I think it's an important subject and during past online discussions about learning Rust and writing code "the Rust-way", I was asked multiple times how do I do it. I don't really have a lot of time to write something longer and better structured, so please excuse anything that is confusing. You get what you pay for.

Also, I don't want to suggest this is some sacred, best way or anything like that. I think this is what I'm typically doing. A result of years of professional and Open Source work and experiences I gained during that time. I'm always happy to learn and get to know other points of view, so I'm happy to hear any feedback.

High-level methodology

I think I combine Clean/Hexagonal Architecture with Data Oriented Design. That might be too high-level for most readers, but I'll get into more details soon.

It might be worth saying upfront that I don't do OOP. I use interfaces, classes, polymorphism, but it's much different from the typical OOP code that I see in the wild.

"Ports" in Hexagonal Architecture

I advise you to read more about Clean/Hexagonal Architecture, but here are my main takes:

Every external thing (API, DB, cache, filesystem, even queue, etc.) should be abstracted away by one or more interfaces. If my app takes request, does something to Users in the database, and send messages somewhere, it will have:

trait RequestSource {
   fn get_request(&self) -> Result<Request>;
}

trait UserStore {
  fn get_user(&self, id: &UserId) -> Result<User>;
 ...
}

trait MessageQueue {
  fn send_message(&self, message: Message) -> Result<()>;
}

or something similar. Note: trait in Rust is like an interface in other programming languages. The details might differ a lot, but the point is - there's always an interface. This has a lot of benefits.

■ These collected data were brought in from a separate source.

PR #646, opened 2022-01-04
Allow setting :scope via maven coords too

dmivankov:
Default scope is "compile" but it could be useful to depend on other scopes like "tests"

### DIFF
--- a/private/rules/pom_file.bzl
+++ b/private/rules/pom_file.bzl
@@ -13,7 +13,7 @@ def _format_dep(unpacked):
 
 def _unpack_coordinates(coords):
     """Takes a maven coordinate and unpacks it into a struct with fields
-    `groupId`, `artifactId`, `version`, `type_`, `scope`
+    `groupId`, `artifactId`, `version`, `type`, `scope`
     where type and scope are optional.
 
     Assumes following maven coordinate syntax:
@@ -32,7 +32,7 @@ def _unpack_coordinates(coords):
     return struct(
         groupId = parts.get(0),
         artifactId = parts.get(1),
-        type_ = parts.get(2),
+        type = parts.get(2),
         scope = parts.get(3),
         version = version,
     )
@@ -49,7 +49,7 @@ def _pom_file_impl(ctx):
         "{groupId}": coordinates.groupId,
         "{artifactId}": coordinates.artifactId,
         "{version}": coordinates.version,
-        "{type}": coordinates.type_,
+        "{type}": coordinates.type,
         "{scope}": coordinates.scope,
     }
 
--- a/private/rules/pom_file.bzl
+++ b/private/rules/pom_file.bzl
@@ -13,7 +13,7 @@ def _format_dep(unpacked):
 
 def _unpack_coordinates(coords):
     """Takes a maven coordinate and unpacks it into a struct with fields
-    groupId, artifactId, version, type_, scope
+    `groupId`, `artifactId`, `version`, `type_`, `scope`
     where type and scope are optional.
 
     Assumes following maven coordinate syntax:
--- a/private/rules/pom_file.bzl
+++ b/private/rules/pom_file.bzl
@@ -2,13 +2,13 @@ load(":has_maven_deps.bzl", "MavenInfo", "has_maven_deps")
 
 def _format_dep(unpacked):
     return "".join([
- "        <dependency>\n",
- "            <groupId>%s</groupId>\n" % unpacked.groupId,
- "            <artifactId>%s</artifactId>\n" % unpacked.artifactId,
- "            <version>%s</version>\n" % unpacked.version,
-("            <type>%s</type>\n" % unpacked.type) if unpacked.type and unpacked.type != "jar" else "",
-("            <scope>%s</scope>\n" % unpacked.scope) if unpacked.scope and unpacked.scope != "compile" else "",
- "        </dependency>",
+        "        <dependency>\n",
+        "            <groupId>%s</groupId>\n" % unpacked.groupId,
+        "            <artifactId>%s</artifactId>\n" % unpacked.artifactId,
+        "            <version>%s</version>\n" % unpacked.version,
+        ("            <type>%s</type>\n" % unpacked.type) if unpacked.type and unpacked.type != "jar" else "",
+        ("            <scope>%s</scope>\n" % unpacked.scope) if unpacked.scope and unpacked.scope != "compile" else "",
+        "        </dependency>",
     ])
 
 def _unpack_coordinates(coords):
--- a/private/rules/pom_file.bzl
+++ b/private/rules/pom_file.bzl
@@ -1,44 +1,41 @@
 load(":has_maven_deps.bzl", "MavenInfo", "has_maven_deps")
 
-_PLAIN_DEP = """        <dependency>
-            <groupId>{0}</groupId>
-            <artifactId>{1}</artifactId>
-            <version>{2}</version>
-        </dependency>"""
+def _format_dep(unpacked):
+    return "".join([
+ "        <dependency>\n",
+ "            <groupId>%s</groupId>\n" % unpacked.groupId,
+ "            <artifactId>%s</artifactId>\n" % unpacked.artifactId,
+ "            <version>%s</version>\n" % unpacked.version,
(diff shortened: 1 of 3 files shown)


private/rules/pom_file.bzl
```diff
@@ -13,19 +13,30 @@ _TYPED_DEP = """        <dependency>
...
     if len(parts) == 3:
-        return (parts[0], parts[1], parts[2], "jar")
+        return (parts[0], parts[1], parts[2], "jar", "compile")
     if len(parts) == 4:
         # Assume a buildr coordinate: groupId:artifactId:type:version
-        return (parts[0], parts[1], parts[3], parts[2])
+        return (parts[0], parts[1], parts[3], parts[2], "compile")
+    if len(parts) == 5:
+        # Assume a buildr coordinate: groupId:artifactId:type:scope:version
+        return (parts[0], parts[1], parts[4], parts[2], parts[3])
```
shs96c, line 39: The comment says we're returning `group:artifact:type:scope:version`, but the actual tuple returned is `group:artifact:scope:version:type`. Either the comment or the code isn't quite right, and in this case, I think it's the code.

shs96c (changes requested):
Looks great once the comment is addressed. Thank you for the PR!

private/rules/pom_file.bzl
dmivankov: Yes, this ordering is fragile, `explode_coordinates`, `_*_DEP` format strings and `_pom_file_impl` use of exploded coordinates all needs to be in sync, maybe it's time to simplify that by introducing a struct instead of tuple or something like that.

As for the comment, it's kind of correct, refers to input string format ([buildr](https://buildr.apache.org/artifacts.html) flavor), existing branches also change order by putting version into 3rd item of the tuple, while in coordinate string it's always the last part, if present.

dmivankov: tried to rewrite this part now

private/rules/pom_file.bzl
```diff
@@ -1,33 +1,41 @@
...
-            <artifactId>{1}</artifactId>
-            <version>{2}</version>
-        </dependency>"""
+def _format_dep(unpacked):
+    return "".join([
+ "        <dependency>\n",
+ "            <groupId>%s</groupId>\n" % unpacked.groupId,
+ "            <artifactId>%s</artifactId>\n" % unpacked.artifactId,
+ "            <version>%s</version>\n" % unpacked.version,
+("            <type>%s</type>\n" % unpacked.type) if unpacked.type and unpacked.type != "jar" else "",
```
shs96c, line 9: Does this work? I would expect: `"<type>%s</type>\n" % unpacked.type if unpacked.type and unpacked.type != "jar" else ""` That is, the closing bracket seems like it's in the wrong place (and it's confusing even if it's the right place :) )

private/rules/pom_file.bzl
```diff
@@ -1,33 +1,41 @@
 load(":has_maven_deps.bzl", "MavenInfo", "has_maven_deps")
 
-_PLAIN_DEP = """        <dependency>
-            <groupId>{0}</groupId>
-            <artifactId>{1}</artifactId>
-            <version>{2}</version>
-        </dependency>"""
+def _format_dep(unpacked):
+    return "".join([
+ "        <dependency>\n",
```
shs96c, line 5: Indentation goes wrong here. Have you run `buildifier -r -lint fix  .` on this PR? If not, could you please do so?

private/rules/pom_file.bzl
```diff
@@ -1,33 +1,41 @@
 load(":has_maven_deps.bzl", "MavenInfo", "has_maven_deps")
 
-_PLAIN_DEP = """        <dependency>
-            <groupId>{0}</groupId>
-            <artifactId>{1}</artifactId>
-            <version>{2}</version>
-        </dependency>"""
+def _format_dep(unpacked):
```
shs96c, line 3: I know why this always creates the longer version of the dependency declaration (because it's consistent and that's always nice), but it reads terribly in the generated POM files, which is why we had the two alternatives before.

Perhaps this method could conditionally add the `type` and `scope` fields if they need to be added?

We can address this in a follow up PR, but it'd be nice to do it now if you can.

private/rules/pom_file.bzl
```diff
@@ -1,33 +1,41 @@
...
 
-_TYPED_DEP = """        <dependency>
-            <groupId>{0}</groupId>
-            <artifactId>{1}</artifactId>
-            <version>{2}</version>
-            <type>{3}</type>
-        </dependency>"""
+def _unpack_coordinates(coords):
+    """Takes a maven coordinate and unpacks it into a struct with fields
+    groupId, artifactId, version, type_, scope
```
shs96c, line 16: `type_`? A quick exploration suggests you'll be fine with `type` on it's own:

```starlark
foo = struct(type = "bar")
print("Foo is: %s and dir is %s" % (foo, dir(foo)))
```

prints `Foo is: struct(type = "bar") and dir is ["to_json", "to_proto", "type"]`

shs96c: You may want to mark those fields as code (eg. `groupId` rather than just groupId) so it renders more legibly in the generated docs.

private/rules/pom_file.bzl
```diff
@@ -1,33 +1,41 @@
...
-    if len(parts) == 4:
-        # Assume a buildr coordinate: groupId:artifactId:type:version
-        return (parts[0], parts[1], parts[3], parts[2])
+    nparts = len(parts)
+    if nparts < 3 or nparts > 5:
+        fail("Unparsed: %s" % coords)
 
-    fail("Unparsed: %s" % coords)
+    version = parts[-1]
+    parts = dict(enumerate(parts[:-1]))
```
shs96c, line 31: Clever

private/rules/pom_file.bzl
shs96c: Also, the struct has a `type_` field, and you're using `type` here, so the code won't work. I'm not sure how this managed to sneak past the CI, but that's my problem to solve :)

shs96c (changes requested):
The only major thing is that attempting to build a pom file will now fail because of the `type`/`type_` problem.

private/rules/pom_file.bzl
dmivankov: used `type_` just because vim syntax highlighted it as a keyword, but maybe it works, let's try

private/rules/pom_file.bzl
dmivankov: that's actually what it tries to do, maybe in a little sneaky way by having
```
       ("            <type>%s</type>\n" % unpacked.type) if unpacked.type and unpacked.type != "jar" else "",
       ("            <scope>%s</scope>\n" % unpacked.scope) if unpacked.scope and unpacked.scope != "compile" else "",
```
so lines should be absent when they aren't needed, but there could be a cleaner way to achieve that

private/rules/pom_file.bzl
dmivankov: running on whole repo creates big diff, so applying it only to this file for now

dmivankov:
trying to fix test failures with https://github.com/bazelbuild/rules_jvm_external/pull/657

shs96c (commented):
Looks good, but this fails:

```shell
cd examples/java-export
bazel build //:example-export-pom
```

The output is:

```shell
ERROR: /src/rules_jvm_external/examples/java-export/BUILD:10:12: in pom_file rule //:example-export-pom: 
	File "/tmp/_bazel_shs/76cdb8bc63b14507f5041d8c30cccb52/external/rules_jvm_external/private/rules/pom_file.bzl", line 63, column 32, in _pom_file_impl
		ctx.actions.expand_template(
Error in expand_template: got dict<string, NoneType> for 'substitutions', want dict<string, string>
ERROR: Analysis of target '//:example-export-pom' failed; build aborted: Analysis of target '//:example-export-pom' failed
```

Apparently, our test suite coverage isn't great for building poms, and I apologise for that. I think that if `bazel build //...` passes in `examples/java-export` we're good to go.

dmivankov:
Thank you for testing, will try to make an update

shs96c (approved):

Interfaces make it easy to understand my application. In particular: interactions with the outside world are well described and structured.

Testing is much easier: I can easily write simple test implementations of these interfaces for testing purposes. I'd usually start with ChannelRequestSource - which allows me to send requests and responses via some channels; InMemoryUserStore that keeps users in a BTreeMap, and InMemoryMessageQueue that just keeps messages in a Vec. My unit-tests never require a database instance or anything like that. I also never need a mocking framework hackery, which I dislike very much. I just pass "fake" implementations of these interfaces to a real code under test and check if the business logic does what it is intended to do.

The real implementations of these interfaces call real databases and APIs and are tested in integration and/or e2e tests separately.

Onion Architecture and Domain Modeling

I try to at least loosely keep track of layers like in Onion Architecture. This means - I identify early which pieces of logic are abstract and independent of the outside usage and rigorously make sure I don't introduce outside dependency anywhere. For this reason, I often split my app into separate crates (Rust library/compilation unit), so I can't accidentally break this rule.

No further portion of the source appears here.